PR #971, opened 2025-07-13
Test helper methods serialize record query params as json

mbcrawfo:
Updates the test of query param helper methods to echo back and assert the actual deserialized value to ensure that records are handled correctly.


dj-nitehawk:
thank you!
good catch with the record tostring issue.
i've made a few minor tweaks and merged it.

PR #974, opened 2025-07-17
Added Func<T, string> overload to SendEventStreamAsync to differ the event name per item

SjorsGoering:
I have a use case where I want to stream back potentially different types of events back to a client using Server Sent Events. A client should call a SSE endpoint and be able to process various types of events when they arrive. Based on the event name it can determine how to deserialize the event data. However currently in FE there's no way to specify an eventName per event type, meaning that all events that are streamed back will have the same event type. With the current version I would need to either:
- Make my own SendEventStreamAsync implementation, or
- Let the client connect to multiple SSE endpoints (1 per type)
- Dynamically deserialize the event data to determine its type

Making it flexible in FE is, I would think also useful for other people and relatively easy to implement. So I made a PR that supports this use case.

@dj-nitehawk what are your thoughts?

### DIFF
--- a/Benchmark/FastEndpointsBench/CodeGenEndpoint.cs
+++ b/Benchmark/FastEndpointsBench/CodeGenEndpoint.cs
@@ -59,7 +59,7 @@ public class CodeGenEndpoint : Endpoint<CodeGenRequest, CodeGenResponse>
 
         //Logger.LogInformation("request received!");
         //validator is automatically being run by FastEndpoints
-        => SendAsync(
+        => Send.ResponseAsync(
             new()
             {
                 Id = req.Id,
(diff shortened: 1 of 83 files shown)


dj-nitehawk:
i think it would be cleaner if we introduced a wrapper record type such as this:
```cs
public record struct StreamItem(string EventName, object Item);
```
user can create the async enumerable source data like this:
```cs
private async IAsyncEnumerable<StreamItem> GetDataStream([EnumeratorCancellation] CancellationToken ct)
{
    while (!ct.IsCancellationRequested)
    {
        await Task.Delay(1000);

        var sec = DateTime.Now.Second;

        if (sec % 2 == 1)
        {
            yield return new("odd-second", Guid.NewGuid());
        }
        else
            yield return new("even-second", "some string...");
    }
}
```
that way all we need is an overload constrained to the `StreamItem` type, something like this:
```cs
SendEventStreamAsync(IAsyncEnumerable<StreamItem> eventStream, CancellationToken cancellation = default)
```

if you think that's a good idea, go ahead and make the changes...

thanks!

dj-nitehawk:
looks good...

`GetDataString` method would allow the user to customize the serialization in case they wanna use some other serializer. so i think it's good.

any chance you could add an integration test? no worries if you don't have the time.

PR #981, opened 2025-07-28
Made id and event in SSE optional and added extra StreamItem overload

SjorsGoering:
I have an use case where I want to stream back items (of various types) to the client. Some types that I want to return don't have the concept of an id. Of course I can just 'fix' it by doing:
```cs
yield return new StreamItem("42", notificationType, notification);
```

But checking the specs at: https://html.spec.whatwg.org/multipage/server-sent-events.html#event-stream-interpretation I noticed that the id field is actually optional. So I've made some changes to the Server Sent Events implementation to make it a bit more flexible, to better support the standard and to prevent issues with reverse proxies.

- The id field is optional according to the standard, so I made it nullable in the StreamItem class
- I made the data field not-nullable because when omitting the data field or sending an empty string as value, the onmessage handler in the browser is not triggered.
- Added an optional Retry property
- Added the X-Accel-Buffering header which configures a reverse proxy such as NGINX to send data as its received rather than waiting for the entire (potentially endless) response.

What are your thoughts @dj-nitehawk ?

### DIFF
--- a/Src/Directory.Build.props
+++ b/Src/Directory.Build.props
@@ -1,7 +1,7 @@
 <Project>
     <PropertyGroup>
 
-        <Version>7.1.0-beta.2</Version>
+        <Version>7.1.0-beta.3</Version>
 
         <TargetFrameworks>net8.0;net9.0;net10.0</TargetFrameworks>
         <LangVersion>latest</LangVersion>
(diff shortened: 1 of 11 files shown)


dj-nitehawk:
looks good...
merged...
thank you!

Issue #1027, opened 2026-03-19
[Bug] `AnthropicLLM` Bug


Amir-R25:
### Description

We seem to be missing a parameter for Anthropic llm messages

++++++++

**Task requirements**
Find the word "implementation" in the data and show each line that holds it.

**Response box**
- Make my own SendEventStreamAsync implementation, or
But checking the specs at: https://html.spec.whatwg.org/multipage/server-sent-events.html#event-stream-interpretation I noticed that the id field is actually optional. So I've made some changes to the Server Sent Events implementation to make it a bit more flexible, to better support the standard and to prevent issues with reverse proxies.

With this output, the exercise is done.